HR e AO: A Matemática é essencial em múltiplos domínios: nas tecnologias digitais e ciência dos dados, na modelação de fenómenos físicos e biológicos, na economia e finanças, na medicina e ciências da saúde, na engenharia e nos processos industriais. Sem ela não haveria algoritmos de criptografia que asseguram a segurança digital, modelos epidemiológicos que permitem controlar pandemias, nem ferramentas estatísticas para previsões climáticas. A Matemática está também na base da inteligência artificial, da análise de imagens médicas, do design de novos materiais e até da música digital. A sua transversalidade faz dela um instrumento insubstituível para a inovação e a tomada de decisões informadas. Sem investigação em matemática fundamental de alto nível, nenhuma das tecnologias amplamente incorporadas no quotidiano da sociedade moderna, tais como telemóveis, GPS, internet e seus vários usos poderiam existir, pelo que o nosso dia a dia seria bem diferente.

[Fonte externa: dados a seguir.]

PR #1336, opened 2025-04-22
Use `readVec` and `writeVec` where applicable

Argmaster:
Resolves: #1264


IntegratedQuantum (approved):
Thanks for taking this.

PR #3533, opened 2026-08-18
Refactor block dropping when breaking block with a tool

DellieDelta:
Related to #3532 

Progress towards #2385

### DIFF
--- a/src/blocks.zig
+++ b/src/blocks.zig
@@ -563,6 +563,15 @@ pub const Block = packed struct(u32) { // MARK: Block
 	pub inline fn isSelectableByItem(self: Block, item: Item) bool {
 		return self.selectionCapabilities().allowsSelectionByItem(self, item);
 	}
+
+	pub fn dropFromPosition(self: Block, newBlock: Block, item: items.Item, pos: Vec3d, dir: Vec3f, velocity: f32) void {
+		const dropAmount = self.mode().itemDropsOnChange(self, newBlock);
+		for (0..dropAmount) |_| {
+			for (self.blockDrops()) |drop| {
+				drop.dropFromPosition(item, pos, dir, velocity);
+			}
+		}
+	}
 };
 
 pub const meshes = struct { // MARK: meshes
--- a/src/blocks.zig
+++ b/src/blocks.zig
@@ -567,7 +567,7 @@ pub const Block = packed struct(u32) { // MARK: Block
 		return self.selectionCapabilities().allowsSelectionByItem(self, item);
 	}
 
-	pub fn tryDropWithItem(self: Block, newBlock: Block, item: items.Item, ctx: BlockDrop.BlockDropLocation.DropContext) void {
+	pub fn tryDropWithItem(self: Block, newBlock: Block, item: items.Item, ctx: BlockDrop.Location.DropContext) void {
 		const dropAmount = self.mode().itemDropsOnChange(self, newBlock);
 		for (0..dropAmount) |_| {
 			for (self.blockDrops()) |drop| {
--- a/src/blocks.zig
+++ b/src/blocks.zig
@@ -29,6 +29,9 @@ const sbb = main.server.terrain.sbb;
 const blueprint = main.blueprint;
 const Assets = main.assets.Assets;
 const BlockDrop = main.server.BlockDrop;
+const vec = main.vec;
+const Vec3d = vec.Vec3d;
+const Vec3f = vec.Vec3f;
 
 const c = @import("c");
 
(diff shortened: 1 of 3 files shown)


IntegratedQuantum (changes requested):
I don't think this is the right place for this functionality. blocks.zig is already a big file and so far it has mostly definitions of block properties and loading/access thereof, but little functionality (and all functions on `Block` are retrieving properties, none are actually doing things).

In the issue I proposed to move them to the server world, which is also maybe a bit too big right now.

So maybe the BlockDrop struct deserves its own file (and in server, since blockdrops are not done on the client). And all the helper structs and functions (including #3532) could be defined there.

DellieDelta:
I agree. I'll make a new PR for moving `BlockDrop` to its own file then because it applies to both changes

src/blocks.zig
```diff
@@ -563,6 +563,15 @@ pub const Block = packed struct(u32) { // MARK: Block
 	pub inline fn isSelectableByItem(self: Block, item: Item) bool {
 		return self.selectionCapabilities().allowsSelectionByItem(self, item);
 	}
+
+	pub fn tryDropWhenBrokenWithItem(self: Block, newBlock: Block, item: Item, ctx: BlockDrop.Location.Context) void {
```
IntegratedQuantum: Again, I don't think we should have any actions in the Block interface. A block doesn't do things on it's own, it's a collection of properties.

So I suggest the following:
Make a BlockDrop.Context that contains all the relevant information and has the actual drop function which takes a position and a BlockDrop.Location (note that the BlockDrop.Location.Context isn't needed, you can store the relevant data in the BlockDrop.Context).

IntegratedQuantum (changes requested):

src/blocks.zig
DellieDelta: Oh right, missed it from your last comment. That's a good approach

src/server/BlockDrop.zig
```diff
@@ -20,3 +26,95 @@ pub fn isDroppedWhenBrokenWithItem(self: @This(), item: Item) bool {
...
+pub const Context = struct {
+	oldBlock: Block,
+	newBlock: Block,
+	item: ?Item,
+
+	pub fn drop(self: Context, location: Location, pos: Vec3i) void {
+		const dropAmount = self.oldBlock.mode().itemDropsOnChange(self.oldBlock, self.newBlock);
+		if (dropAmount == 0) return;
+
+		if (self.item) |item| {
```
IntegratedQuantum: This now only drops anything if it was broken by an item (i.e. no apples)

src/server/BlockDrop.zig
```diff
@@ -20,3 +26,95 @@ pub fn isDroppedWhenBrokenWithItem(self: @This(), item: Item) bool {
 
 	return true;
 }
+
+pub fn tryDropWhenBrokenWithItem(self: @This(), item: Item, pos: Vec3d, dir: Vec3f, velocity: f32) void {
```
IntegratedQuantum: I think this name is rather awkward, also in my option the item should be checked at the callsite instead.

IntegratedQuantum (changes requested):

src/server/BlockDrop.zig
```diff
@@ -20,3 +26,93 @@ pub fn isDroppedWhenBrokenWithItem(self: @This(), item: Item) bool {
...
+		const dropAmount = self.oldBlock.mode().itemDropsOnChange(self.oldBlock, self.newBlock);
+		if (dropAmount == 0) return;
+
+		const dropPos = if (self.newBlock.collide()) location.outsidePos(pos) else location.insidePos(pos);
+		const dropDir = location.dropDir();
+		const dropVelocity = location.dropVelocity();
+
+		for (0..dropAmount) |_| {
+			for (self.oldBlock.blockDrops()) |blockDrop| {
+				if (self.item == null or blockDrop.isDroppedWhenBrokenWithItem(self.item.?)) {
```
IntegratedQuantum: The function already handles the null case internally.
```suggestion
				if (blockDrop.isDroppedWhenBrokenWithItem(self.item)) {
```

IntegratedQuantum (changes requested):

src/server/BlockDrop.zig
DellieDelta: I also had to change the optional `?Item` field to an `Item` field with a default value to match the type expected in the function, while still keeping the field optional for callers

IntegratedQuantum (approved):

PA: Enquanto Diretora e Vice-Diretor e com os olhos postos no futuro, quais são as principais metas do CMUP para 2026? Que balanço se faz do ano transato até agora?
HR E AO: Para 2026, o CMUP pretende reforçar a sua posição como centro de referência em investigação matemática, expandir colaborações internacionais, consolidar a sua participação no LASI, aumentar a captação de financiamento competitivo e intensificar a formação avançada. Além do mais, pretendemos aprofundar a ligação à sociedade através de ações de divulgação e promoção. O CMUP obteve a pontuação máxima em todos os parâmetros de avaliação da mais recente avaliação por parte da Fundação para a Ciência e Tecnologia (FCT), obtendo assim a classificação de “Excelente” que tem mantido desde 2004. Essa classificação reforça a legitimidade das suas ambições e garante financiamento para novos projetos.
Além do mais, saíram recentemente os resultados provisórios do “Concurso de Estímulo ao Emprego Científico – Individual”, sendo que das 16 candidaturas vencedoras, 3 delas são para Investigadores que vêm desenvolver o seu trabalho no CMUP. O balanço dos últimos anos é positivo: o número de investigadores cresceu, novos projetos foram conquistados e atividades científicas presenciais foram retomadas com dinamismo após a pandemia. Porém, há desafios importantes no futuro próximo, como as reformas previstas de vários investigadores seniores; por isso, será crucial garantir a renovação da equipa através da contratação de novos investigadores, assegurando a continuidade da excelência e a capacidade de manter o CMUP na vanguarda científica.
André Oliveira e Helena Reis foram apoiados pelo CMUP, membro do LASI, que é financiado através de fundos nacionais pela FCT – Fundação para a Ciência e a Tecnologia, I.P., sob o projeto com referência UID/00144/2025.